Here is my solution to a), for example:

Coplanar vectors

$$ \vec{A} \cdot{} (\vec{B} + \vec{C}) = \Vert \vec{A} \Vert \Vert \vec{B} + \vec{C} \Vert \cos{\phi} $$ Now,

B and C

$$ (\Vert \vec{B} + \vec{C} \Vert)^2 = (\Vert \vec{C} \Vert \sin{\alpha})^2 + (\Vert \vec{B} \Vert + \Vert \vec{C} \Vert \cos{\alpha} )^2 \\ (\Vert \vec{B} + \vec{C} \Vert)^2 = C^2 \sin^2{\alpha} + B^2 + C^2 \cos^2{\alpha} + 2BC\cos{\alpha} \\ (\Vert \vec{B} + \vec{C} \Vert)^2 = B^2 + C^2 + 2BC\cos{\alpha} $$ and,
$$ \tan{\theta} = \frac{C\sin{\alpha}} {B + C \cos{\alpha}}\\ \cos{\theta} = \frac{B + C\cos{\alpha}} {\Vert \vec{B} + \vec{C} \Vert} $$

$$ \vec{A} \cdot{} (\vec{B} + \vec{C}) = A \Vert \vec{B} + \vec{C} \Vert \cos{(\beta + \theta)} \\ \vec{A} \cdot{} (\vec{B} + \vec{C}) = A \Vert \vec{B} + \vec{C} \Vert (\cos{\beta}\cos{\theta} - \sin{\beta}\sin{\theta})\\ \vec{A} \cdot{} (\vec{B} + \vec{C}) = A \Vert \vec{B} + \vec{C} \Vert [\cos{\theta}(\cos{\beta} - \sin{\beta}\tan{\theta})] $$ On substitution,
$$ \vec{A} \cdot{} (\vec{B} + \vec{C}) = A \Vert \vec{B} + \vec{C} \Vert \left[\frac{B + C\cos{\alpha}} {\Vert \vec{B} + \vec{C} \Vert}\left(\cos{\beta} - \sin{\beta}\frac{C\sin{\alpha}} {B + C \cos{\alpha}}\right)\right] $$ $$ \vec{A} \cdot{} (\vec{B} + \vec{C}) = A\left[B + C\cos{\alpha} \left(\cos{\beta} - \sin{\beta}\frac{C\sin{\alpha}} {B + C \cos{\alpha}}\right)\right] $$ $$ \vec{A} \cdot{} (\vec{B} + \vec{C}) = A \cos{\beta} \left(B + C\cos{\alpha}\right) - AC\sin{\alpha}\sin{\beta} \\ \vec{A} \cdot{} (\vec{B} + \vec{C}) = AB \cos{\beta} + AC\cos{\alpha}\cos{\beta} - AC\sin{\alpha}\sin{\beta} \\ \vec{A} \cdot{} (\vec{B} + \vec{C}) = AB \cos{\beta} + AC\left(\cos{\alpha}\cos{\beta} - \sin{\alpha}\sin{\beta}\right) \\ \vec{A} \cdot{} (\vec{B} + \vec{C}) = \Vert \vec{A} \Vert \Vert \vec{B} \Vert \cos{\beta} + \Vert \vec{A} \Vert \Vert \vec{C} \Vert \cos{(\alpha + \beta)}\\ \vec{A} \cdot{} (\vec{B} + \vec{C}) = \vec{A} \cdot \vec{B} + \vec{A} \cdot \vec{C} $$ $$Q.E.D$$ I was able to prove distributivity for the cross product similarly.

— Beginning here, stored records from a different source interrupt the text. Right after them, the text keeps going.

PR #1508, opened 2021-03-02
Feat: relay-search pagination

dleard:
Start (no back)
noBack

Middle (back + forward)
noForward

End (no forward)
backForward


dleard:
Pagination bar at beginning of results (>9 pages, ellipses at end of bar indicates more results from end):
paginationStart

Pagination bar in middle of results (>9 pages, ellipses at beginning and end of bar indicates more results at each end)
paginationMiddle

Pagination bar at end of results (>9 pages, ellipses at beginning of bar indicates more results from start)
paginationEnd

dleard:
Sonarcloud is failing because the new file FilterableTablePagination is similar to PaginationBar. We will need both files until we can remove PaginationBar.

app/components/FilterableComponents/FilterableTablePagination.tsx
```diff
@@ -0,0 +1,93 @@
...
+        active={pageNumber === activePage}
+        onClick={() => paginate(pageNumber)}
+      >
+        {pageNumber}
+      </Pagination.Item>
+    );
+  }
+
+  return (
+    <>
```
matthieu-foucault, line 75: Don't need this fragment

app/pages/analyst/applications.tsx
```diff
@@ -50,22 +50,26 @@ class Applications extends Component<Props> {
     return {
       variables: {
         orderByField: 'operator_name',
-        direction: 'ASC'
+        direction: 'ASC',
+        max_results: 10,
```
matthieu-foucault, line 54: I think that we can set this to 20

app/pages/analyst/applications.tsx
```diff
@@ -50,22 +50,26 @@ class Applications extends Component<Props> {
...
     };
   }
 
   render() {
     const {query} = this.props;
+    /** maxResultsPerPage matches the value of max_results in getInitialProps().
+     *  max_results is passed to the initial query via the router
+     *  maxResultsPerPage is passed as a prop to aid in rendering the correct number of pages in the FilterableTablePagination component
+     **/
+    const maxResultsPerPage = 10;
```
matthieu-foucault, line 66: You could just call the static function above

app/components/FilterableComponents/FilterableTablePagination.tsx
```diff
@@ -0,0 +1,93 @@
...
+  maxResultsPerPage: number;
+  pageInfo: {
+    hasNextPage: boolean;
+    hasPreviousPage: boolean;
+  };
+}
+export const FilterableTablePaginationComponent: React.FunctionComponent<Props> = (
+  props
+) => {
+  const {hasNextPage, hasPreviousPage} = props.pageInfo;
```
matthieu-foucault, line 16: do you need those, given that you already have the number of pages, and the active page?

app/containers/Applications/ApplicationListContainer.tsx
```diff
@@ -76,6 +92,11 @@ export default createFragmentContainer(ApplicationList, {
             ...ApplicationRowItemContainer_application
           }
         }
+        pageInfo {
+          hasNextPage
+          hasPreviousPage
+        }
```
matthieu-foucault, line 98: as per the comment above, this is probably not needed

matthieu-foucault (changes requested):

app/pages/analyst/applications.tsx
dleard: I was thinking we could make this something the user could control, like you see sometimes see something like: `results **10** 20 50` but maybe that's an enhancement for later?

pbastia: Haha, every time I see one of these I set it to the maximum so I don't have to deal with too much pagination - at the expense of server work. I'd say if we leave it at 10 or 20 it's fine for our user's purposes?

app/pages/analyst/applications.tsx
dleard: call it in the FilterableTablePagination component?
Something like this?
`const [max, setMax] = useState(null);

  const getMaxResultsPerPage = async () => {
    const initProps = await Applications.getInitialProps();
    setMax(initProps.variables.max_results);
  }

  useEffect(() => {
    if (!max)
      getMaxResultsPerPage();
  }, []);`

dleard: ugh, 'insert code' option is ugly. Here's a screenshot of what I added to FilterableTablePagination to get the value out of the static async getInitialProps()
getmax

dleard: actually I guess it should go in ApplicationListContainer since this is a re-usable component, but same idea

matthieu-foucault: it probably doesn't have to be an async function. It's only async because it's a requirement of `getInitialProps`

dleard: without `await` it returns a promise rather than the object, which is why I wrapped it in an `async`

app/pages/_app.tsx
```diff
@@ -59,6 +59,10 @@ export default class App extends NextApp<AppProps> {
       ? JSON.parse(String(router.query.relayVars))
       : {};
 
+    const pageVars = router.query.pageVars
+      ? JSON.parse(String(router.query.pageVars))
+      : {};
+
```
matthieu-foucault, line 65: we don't need an extra `pageVars`, the pagination variables could be in `relayVars`. This would allow us to make the fact that `offset` and `max_results` are reserved variable names more explicit (pageVars overrides relayVars below)

matthieu-foucault (changes requested):

app/pages/_app.tsx
matthieu-foucault: Nevermind, relayVars are reset to an empty object when clearing search filters

app/components/FilterableComponents/FilterableTablePagination.tsx
```diff
@@ -0,0 +1,90 @@
...
+            activePage !== maxPages ? paginate(activePage + 1) : null
+          }
+        />
+        <Pagination.Last onClick={() => paginate(maxPages)} />
+      </Pagination>
+    );
+  return null;
+};
+
+export default FilterableTablePaginationComponent;
```
pbastia, line 90: this is exported twice?

app/components/FilterableComponents/FilterableTableHeaders.tsx
```diff
@@ -11,7 +11,9 @@ const FilterableTableHeaders: React.FunctionComponent<ISearchProps> = (
 ) => {
   const router = useRouter();
 
-  const [searchFilters, setSearchFilters] = useState({});
+  const [searchFilters, setSearchFilters] = useState(() =>
+    router.query.relayVars ? JSON.parse(String(router.query.relayVars)) : {}
```
matthieu-foucault, line 15:
```suggestion
    {
    try {
      return router.query.relayVars ? JSON.parse(router.query.relayVars as string) : {}
     }
      catch (e) {
        return {}
      }
    }
```

app/components/FilterableComponents/FilterableTablePagination.tsx
```diff
@@ -0,0 +1,90 @@
...
+
+  // Set the activePage by query string value. If no value exists, the activePage is the first page
+  let activePage = 1;
+  if (router?.query?.pageVars)
+    activePage =
+      JSON.parse(router?.query?.pageVars?.toString())?.activePage || 1;
+
+  const items = [];
+
+  const paginate = (pageNumber: number) => {
```
matthieu-foucault, line 25:
```suggestion
  const handlePageChange = (pageNumber: number) => {
```

dleard:
Pagination bar with Resuts Per Page selection
paginationResults

app/pages/_app.tsx
```diff
@@ -51,16 +51,25 @@ export default class App extends NextApp<AppProps> {
...
 
+    // Safely parse from URL query string, returns {} if query string is invalid JSON
+    const safeParse = (toParse) => {
+      try {
+        return JSON.parse(toParse as string);
+      } catch (e) {
+        return {};
+      }
+    };
+
```
pbastia, line 62: This function probably belongs to `app/lib` to make it reusable and independently testable

app/components/FilterableComponents/FilterableTablePagination.tsx
```diff
@@ -1,42 +1,65 @@
...
   const router = useRouter();
-  const maxPages = Math.ceil(totalCount / maxResultsPerPage);
 
-  // Set the activePage by query string value. If no value exists, the activePage is the first page
-  let activePage = 1;
-  if (router?.query?.pageVars)
-    activePage =
-      JSON.parse(router?.query?.pageVars?.toString())?.activePage || 1;
+  const getPageData = () => {
+    try {
```
pbastia, line 18: should we use the `safeParse()` function here?

dleard: this is functionally the same with the getPageData() using a try/catch block, but if we split safeParse() into a `/lib` then it could definitely be reused here instead of re-writing essentially the same functionality in this component

pbastia (dismissed):

app/components/FilterableComponents/FilterableTableHeaders.tsx
```diff
@@ -11,7 +11,15 @@ const FilterableTableHeaders: React.FunctionComponent<ISearchProps> = (
...
 
-  const [searchFilters, setSearchFilters] = useState({});
+  const [searchFilters, setSearchFilters] = useState(() => {
+    try {
+      return router.query.relayVars
+        ? JSON.parse(router.query.relayVars as string)
+        : {};
+    } catch (e) {
+      return {};
+    }
```
matthieu-foucault, line 21: use `safeJsonParse` here

app/components/FilterableComponents/FilterableTablePagination.tsx
```diff
@@ -0,0 +1,142 @@
...
+  props
+) => {
+  const {totalCount} = props;
+  const router = useRouter();
+
+  const pageData = router.query.pageVars
+    ? safeJsonParse(router.query.pageVars as string)
+    : {};
+
+  const maxResultsPerPage = pageData?.max_results || DEFAULT_MAX_RESULTS;
```
matthieu-foucault, line 22:
```suggestion
  const maxResultsPerPage = pageData.max_results || DEFAULT_MAX_RESULTS;
```

don't need optional chaining here

app/components/FilterableComponents/FilterableTablePagination.tsx
```diff
@@ -0,0 +1,142 @@
...
+  const activePage = pageData?.offset / maxResultsPerPage + 1 || 1;
```
matthieu-foucault, line 23:
```suggestion
  const activePage = pageData.offset / maxResultsPerPage + 1 || 1;
```

same

app/containers/Applications/ApplicationListContainer.tsx
```diff
@@ -10,13 +10,14 @@ import {SortOnlyOption} from 'components/Search/SortOnlyOption';
...
 import {ApplicationListContainer_query} from 'ApplicationListContainer_query.graphql';
+import FilterableTablePagination from 'components/FilterableComponents/FilterableTablePagination';
 
 interface Props {
   query: ApplicationListContainer_query;
 }
 
 export const ApplicationList: React.FunctionComponent<Props> = (props) => {
-  const {edges} = props.query.allApplications;
+  const {edges, totalCount} = props?.query?.allApplications;
```
matthieu-foucault, line 20:
```suggestion
  const {edges, totalCount} = props.query.allApplications;
```
neither props nor query can be null

app/tests/unit/lib/safeJsonParse.test.ts
```diff
@@ -0,0 +1,13 @@
...
+describe('The safeJsonParse function', () => {
+  it('should parse valid JSON', async () => {
+    const jsonString = JSON.stringify({test: 'success'});
+    const testReturn = safeJsonParse(jsonString);
+    expect(testReturn.test).toBe('success');
+  });
+  it('should return {} when passed invalid JSON', async () => {
+    const testReturn = safeJsonParse(';;%%;234;');
+    expect(testReturn).toEqual({});
+  });
```
matthieu-foucault, line 12: add `it('should return {} when passed undefined'` which should work as-is

app/components/FilterableComponents/FilterableTablePagination.tsx
```diff
@@ -0,0 +1,142 @@
...
+
+const FilterableTablePaginationComponent: React.FunctionComponent<Props> = (
+  props
+) => {
+  const {totalCount} = props;
+  const router = useRouter();
+
+  const pageData = router.query.pageVars
+    ? safeJsonParse(router.query.pageVars as string)
+    : {};
```
matthieu-foucault, line 20: safeJsonParse should handle `undefined` as is. No need to have a ternary

matthieu-foucault (changes requested):

pbastia (approved):

matthieu-foucault (approved):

Not sure if I'm overcomplicating things or just not looking at it the right way, but I can't seem to solve the general case in this way, i.e., I can't seem to find a proper relation between $\phi$, $\beta$, and $\theta$ as I did for the coplanar case $\left(\phi = \beta + \theta\right)$. I'd really appreciate it if someone pointed me in the right direction rather than spoil the answer. The cylinder answer makes a lot of sense but just isn't rigorous enough for my taste. Basically, if I can relate the angles, I think I will be able to solve the general case.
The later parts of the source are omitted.